This challenge requires the data analysis ToolPak. To learn how to install it, click here.
Overview
You work at Park’s Production, a simple manufacturing facility that makes one product. The facility has data on its first 500 production runs. The company doesn’t have much experience with managerial accounting, so they took a chance and hired you since you’ve had a class or two about the subject. At your most recent meeting with the production manager, you learned that the company is planning to allocate overhead based on headcount (at a rate of $1,000/head). You know that good cost drivers directly contribute to the cost being allocated. For example, headcount may be a good driver for a supervisor’s salary since supervisors are directly responsible for the people they oversee. Even though you’re new, you have your doubts about headcount being a good driver for all overhead costs such as depreciation, rent, supervisor salaries, etc.
You have some experience with the data analysis ToolPak and regression analysis and are ready to put it to use. You know that something is statistically significant if the p-value is less than 0.05. You also know that “R Square” in the regression output denotes a high correlation for values between +/- 0.5 and +/- 1. Values between +/- 0.29 and 0 denote a weak or nonexistent relationship. The best drivers, as a result, will show a “R Square” above 0.5 (since we expect a positive relationship between a driver and its cost).
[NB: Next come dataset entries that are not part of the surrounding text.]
PR #11709, opened 2021-06-07
Add proxy envs to calico to make possible usage of AWS source destination check

DOboznyi:
After 1.19 update calico was also updated and source-destination check was included in calico natively. So when you're using proxy and cluster created it can't be validated without manual patch:
```
kubectl set env daemonset/calico-node -n kube-system http_proxy=http://<proxy_url>:<proxy_port>
kubectl set env daemonset/calico-node -n kube-system https_proxy=http://<proxy_url>:<proxy_port>
kubectl set env daemonset/calico-node -n kube-system no_proxy=<no_proxy_list>
```

Signed-off-by: Dmytro Oboznyi <dmytro.oboznyi@syncier.com>

### DIFF
--- a/upup/models/cloudup/resources/addons/networking.projectcalico.org/k8s-1.16.yaml.template
+++ b/upup/models/cloudup/resources/addons/networking.projectcalico.org/k8s-1.16.yaml.template
@@ -3924,6 +3924,11 @@ spec:
             # Enable WireGuard encryption for all on-the-wire pod-to-pod traffic
             - name: FELIX_WIREGUARDENABLED
               value: "{{ .Networking.Calico.WireguardEnabled }}"
+            # Enable support for HTTP forward proxy
+            {{ range $name, $value := ProxyEnv }}
+            - name: {{ $name }}
+              value: {{ $value }}
+            {{ end }}
           securityContext:
             privileged: true
           resources:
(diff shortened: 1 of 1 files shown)


upup/models/cloudup/resources/addons/networking.projectcalico.org/k8s-1.16.yaml.template
```diff
@@ -3924,6 +3924,12 @@ spec:
             # Enable WireGuard encryption for all on-the-wire pod-to-pod traffic
             - name: FELIX_WIREGUARDENABLED
               value: "{{ .Networking.Calico.WireguardEnabled }}"
+{{- if .EgressProxy }}
+{{ range $name, $value := ProxyEnv }}
+            - name: {{ $name }}
+              value: {{ $value }}
+{{ end }}
+{{- end }}
```
hakman, line 3932: There is no need to check for `EgressProxy`, `ProxyEnv` already does that.
```suggestion
            # Enable support for HTTP forward proxy
            {{ range $name, $value := ProxyEnv }}
            - name: {{ $name }}
              value: {{ $value }}
            {{ end }}
```

hakman (changes requested):

hakman:
Please also squash the commits. It should be good to merge otherwise.

hakman (approved):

It’s time to find out just how good headcount is as a cost driver—and if there’s a better option.
Instructions
Take a look at the rate determined in cell L1. Do you think this is the best way to determine the rate using headcount as a driver? Try another calculation (use columns H, I, J as needed) to see if there’s an argument that $1,000 is even the right number if using headcount.
Suggestions and Hints
Calculate the rate of manufacturing overhead/headcount for each production run, then average those. Is it the same as the initial estimate?
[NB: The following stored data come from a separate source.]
PR #11712, opened 2021-06-07
Use helm's kubeclient to apply manifests

olemarkus:
Helm's client diffs two versions of a manifest and cleans up resources no longer used.
This particular PR will allow e.g moving from SQS to IMDS mode for NodeTerminationHandler.
Further down the line, it could be used to delete addons as well.


channels/pkg/channels/addon.go
```diff
@@ -161,17 +168,90 @@ func (a *Addon) EnsureUpdated(ctx context.Context, k8sClient kubernetes.Interfac
...
+				}
+			})
+
+			if err != nil {
+				return nil, fmt.Errorf("unable to get information about existing resources: %w ", err)
+			}
+		}
+
+		for _, r := range toBeUpdated {
+			current.Append(r)
```
justinsb, line 245: I'm not sure I follow what's going on here ... is current the version on the cluster or in the previously applied yaml?  Is helm merging the two by gvknn?

justinsb:
So I really like the idea here.  But I'm very wary of taking a dependency on something that isn't part of kubernetes (helm), particularly when we have a bunch of solutions in kube itself (e.g. server-side-apply, the Application CRD etc).

I think a good way forwards is probably to discuss the alternatives available to us and decide whether which library we want to debug :-)  A good topic for office hours?

channels/pkg/channels/addon.go
olemarkus: The previously applied yaml. This comes from the challenge I mentioned with being able to extract existing resources from k8s directly. So both I and Helm rely on the state in k8s being the same as the state from the previously applied yaml.

olemarkus:
> So I really like the idea here. But I'm very wary of taking a dependency on something that isn't part of kubernetes (helm), particularly when we have a bunch of solutions in kube itself (e.g. server-side-apply, the Application CRD etc).
> 
> I think a good way forwards is probably to discuss the alternatives available to us and decide whether which library we want to 

Can server-side-apply delete resources? I have seen SSA diff-and-patching done by apiserver instead of the client.
Application CRD is an interesting project, but I thought this was abandoned. I may be wrong. Kops benefits from not having very complex requirements, so if we can resurrect Application CRD and get some influence over the project, that is interesting indeed.

But the benefit of Helm is that it is heavily used and well-maintained.

justinsb:
So I've been thinking a lot about this one... (it's pretty related to my dayjob!)

Server-side-apply doesn't solve the ownership/pruning problem for objects; it addresses field ownership.  I'm going to do an experiment to see if it solves the services-with-tcp-and-udp update problem!

For ownership/pruning:

* If/when we move to operator-based addons, we'll likely use ownerrefs; they are self-documenting and almost clean up by themselves.

* Owner-refs aren't perfect; there's no built-in call (currently) to get all "child" objects - it requires listing all kinds (slower, need full RBAC permissions).  But cleanup does _not_ require special RBAC permissions, and you can tell for any given object who the owner is.  Much of the behaviour is server-side, so it doesn't need special tooling.

* The labels approach is built-in to kubectl but can be a little difficult (requires listing all kinds).  It requires client-side tooling to make it work, but this approach is pretty generic.

* The manifest-of-things-installed approach is reasonable, and overcomes some of the limitations of ownerrefs and labels.  But it means that users are more locked in to using the tool, and it's more complex that just labels.

Labels or manifests require us to have been using them when we installed, so we would likely need an adoption period IIUC.

I saw that in bca857326f3225e93f62d3d3d702043255d51519 you added standard labels, and that is in 1.21.  (Thanks!).  I'm wondering if pruning using labels is therefore simpler and more universal.

I think we could pass the pruning label selector in the addon manifest yaml, so we could enable it selectively.  If we wanted to adopt additional objects explicitly, we could do that as well...

olemarkus:
> Server-side-apply doesn't solve the ownership/pruning problem for objects; it addresses field ownership. ~I'm going to do an experiment to see if it solves the services-with-tcp-and-udp update problem!~ I checked, and server-side-apply does solve the services-with-tcp-and-udp update problem; it can update the targetPort.
> 

Under the hood, this PR does use server-side-apply and `kops` is set as owner of the all fields.

> For ownership/pruning:
> 
>     * If/when we move to operator-based addons, we'll likely use ownerrefs; they are self-documenting and almost clean up by themselves.
> 

Even with operator-based addons we would run into the same problem as we do deploy operators and if we wanted to switch from a hypothetical kubedns-operator to coredns-operator we'd have to remove entire "addons" with operators themselves being those addons.


>     * The manifest-of-things-installed approach is reasonable, and overcomes some of the limitations of ownerrefs and labels.  But it means that users are more locked in to using the tool, and it's more complex that just labels.

I don't really see the lock-in. If we used Helm's mechanisms for storing those manifests, we would certainly be locked in, but this is handled by channels itself. What helm provides is just the diffing mechanism.

If we used the labels approach, we'd end up with a set of things-installed and then I'd feed _that_ into the helm kube client to do diff-and-prune. It is actually not that different from going through every object in the to-be-applied manifest to see if they already exists, and if they do, add them to the list-of-things-installed.

I.e labels is just another way of getting list-of-things-installed. It does not solve diff-and-prune. That is, unless I am missing something.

Now run a regression analysis on headcount (X variable) and manufacturing overhead (Y variable). Output the results to a new worksheet (see suggestions and hints for what the regression inputs should look like). What do you learn from the p-value? (Cell E18) What do you learn from the R Square? (Cell B5)
Suggestions and Hints
Once you open the analysis ToolPak, choose “Regression”. Be sure to include labels (check the checkbox) because that increases readability.
Now run a regression on direct labor hours (X variable) and direct labor (Y variable). Are the results what you would expect?
Suggestions and Hints
You should notice that direct labor hours and direct labor costs are perfectly correlated. This makes sense for a place that pays hourly wages.
Try at least on more regression to see if there’s a variable that is better than headcount at predicting manufacturing overhead costs. Put your R Square in the comments!
Suggestions and Hints
Try machine hours and manufacturing overhead.
Bonus: Create a column to estimate the overhead expense for each production run. You’ll need the intercept coefficient (B17 of the output), the x variable coefficient (B18 of the output), and the driver for each production run. What else could you do to impress the production manager?
I used the machine hours on my regression table and the r coefficient was .91 so it is a better indicator than head count. The file was too big so I attached a couple screenshots
I chose machine hours as the best estimate of overhead expenses.
This makes sense both from a logical standpoint as well as supporting that idea with the regression. There is a high correlation between machine hours and overhead unlike the number of employees.
The average is 1,138.55 so I think the 1,000 is a decent estimate for the proposed manufacturing overhead rate.
From the small p-value, I conclude the hypothesis is statistically significant and I would conclude from the R Square that there is not much of a connection between the manufacturing overhead and headcount because the R Square is so small (0.0126).
Yes, the results are perfectly correlated which makes sense because the direct labor hours and direct labor itself should be highly connected with each other.
Yes, I did machine hours and manufacturing overhead and found the R Square to be 0.9135 which is higher than the previous R Square of 0.0126.
After doing some quick math analyses, I learned that machine hours (even without a regression analysis) appears to share the closest connection with manufacturing overhead. After doing a regression, I found that it very closely correlates to manufacturing overhead, much more than any of the other potential drivers. Challenge61_Data_Jeffrey_Winters.xlsx (69.6 KB)
My R-square value is 0.9133 for “Machine Hours” and “Manufacturing Overhead”. While the p-value was incredibly small on all of the regressions (meaning the observed relationship is statistically significant), it does not attest to the practical significance of the results. The high R-square value indicates that the model using machine hours is a better fit.
Machine hours were the best fit for allocating manufacturing overhead as it is closely correlated to overhead cost. I got an adjusted r squared of 0.91339 for machine hours.
0301_Taylor_Challenge61_Data.xlsx (89.9 KB)
Machine Hours is the best cost driver with MOH with an R square value of .913. The R square value between headcount is much lower than the relationship between Machine Hours and MOH. I was also able to create a graph showing a fairly linear relationship between Machine Hours and MOH.